My doubts are the following:

  • Is it correct the way I’m comparing the predictions with the target labels? (last line in the model)
  • Is it correct the way I’m sampling the model when evaluating it on the validation/test data? (i.e. passing “None” arguments to the guide)
  • I find my model quite unstable and different runs result in models that on average reach 25% acc other times the average is in 60% acc. Are my variational parameters too restrictive (first lines in the guide)?

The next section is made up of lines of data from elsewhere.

PR #129, opened 2015-08-07
Just a couple of little things

obosob:
add the intermediate setuptools files to the .gitignore and use the subreddit field from the PRAW Submission object instead of getting it out of the URL.

### DIFF
--- a/rtv/content.py
+++ b/rtv/content.py
@@ -122,7 +122,7 @@ class BaseContent(object):
         data['score'] = '{} pts'.format(sub.score)
         data['author'] = name
         data['permalink'] = sub.permalink
-        data['subreddit'] = strip_subreddit_url(sub.permalink)
+        data['subreddit'] = str(sub.subreddit)
         data['flair'] = flair
         data['url_full'] = sub.url
 
--- a/.gitignore
+++ b/.gitignore
@@ -1,3 +1,6 @@
 .*
 *.pyc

how many parameters are you trying to be bayesian about? unless done with sufficient care, in many settings variational approaches to bayesian neural networks tend to catastrophically fail. one potential problem is the following. the ELBO breaks up into two terms (expected log likelihood minus the kl divergence):


for classification ELL will be of order N, where N is the number of datapoints and KL will be of order the number of weights D you’re being bayesian about. if N ~ D (or even worse D>>N) you will be in a regime where your neural network will be heavily overregularized. basically the KL divergence term prevents you from learning anything with decent accuracies. so if you want to be bayesian on MNIST as a loose rule of thumb you probably don’t want to be bayesian on more than, say, a few thousand parameters (unless you have some super flexible and magical guide at your disposal, but that’s another story).

1 Like

My network doesn’t have many parameters. The example shown in this post has just over 50K weights. It happens to be that my network and training data have almost equal number of elements/points (N~D as you mention in your reply). So maybe this is why it can’t perform better than the results I’m getting?

I’ve modified this model to have far less parameters (~8K) and it seems to be even harder to train. (Even though the standard non Bayesian model reaches the same 93% accuracy) could you elaborate a bit on that “flexible and magical guide” you mentioned?

one issue (there may be more) seems to be your observation likelihood:

pyro.sample("obs", dist.Normal(softmax(prediction), 0.1 * torch.ones(input.size(1)).type_as(input)), obs=y_hot)

you probably want to use a categorical distribution.